In Part I of this volume, C. Earle Smith draws on years of survey in the Oaxaca Valley and archaeological discoveries of plant remains in the region to create a portrait of the valley’s original wild vegetation, previous to human settlement. In Part 2, Ellen Messer provides the results of her ethnobotanical study of the Zapotec residents of Mitla, a town in the southern highlands of the Valley of Oaxaca. Over the course of four years, she studied with local residents to learn the names and uses for wild plants and agricultural plants in the area.

Fabrica San Jose and Middle Formative Society in the Valley of Oaxaca

Robert D. Drennan

M 8

In the early 1970s, Robert D. Drennan excavated the Middle Formative archaeological site Fábrica San José in the Valley of Oaxaca, Mexico. In this volume he presents the results of the excavations and provides a chronology of Middle Formative ceramics. Appendix on carbonized plant remains by Richard I. Ford.

Formative Mesoamerican Exchange Networks with Special Reference to the Valley of Oaxaca

Jane W. Pires-Ferreira

M 7

For this volume, archaeologist Jane W. Pires-Ferreira analyzed artifacts from the Valley of Oaxaca in order to understand more about prehistoric trade patterns in the region.
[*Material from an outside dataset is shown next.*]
PR #211, opened 2021-05-03
Shorten Application and EventType POST URLs

gwenneg:
@josejulio Sorry, I need your help again reviewing an internal APIs PR 😃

Using her analyses, she was able to describe obsidian exchange networks, iron ore mirror exchange networks, and shell exchange networks in Early and Middle Formative Mesoamerica.

Sociopolitical Aspects of Canal Irrigation in the Valley of Oaxaca

Susan H. Lees

M 6

In order to study canal irrigation in the Valley of Oaxaca, archaeologist Susan H. Lees visited more than 20 villages in the region. She interviewed residents and photographed local water systems. In this volume, Lees analyzes the relationship between water control and local and state government; compares Oaxacan irrigation with that in other regions; and assesses the role of organized labor in the establishment and maintenance of an irrigation system.

The Use of Land and Water Resources in the Past and Present Valley of Oaxaca, Mexico

Anne V. T. Kirby

M 5

In the first volume of a series on Prehistory and Human Ecology of the Valley of Oaxaca, Anne V. T. Kirkby investigated the agricultural production in the valley. With land-use data gathered at the time of her study (the 1960s), she created population and distribution models to help archaeologists interpret prehistoric settlement patterns in the region.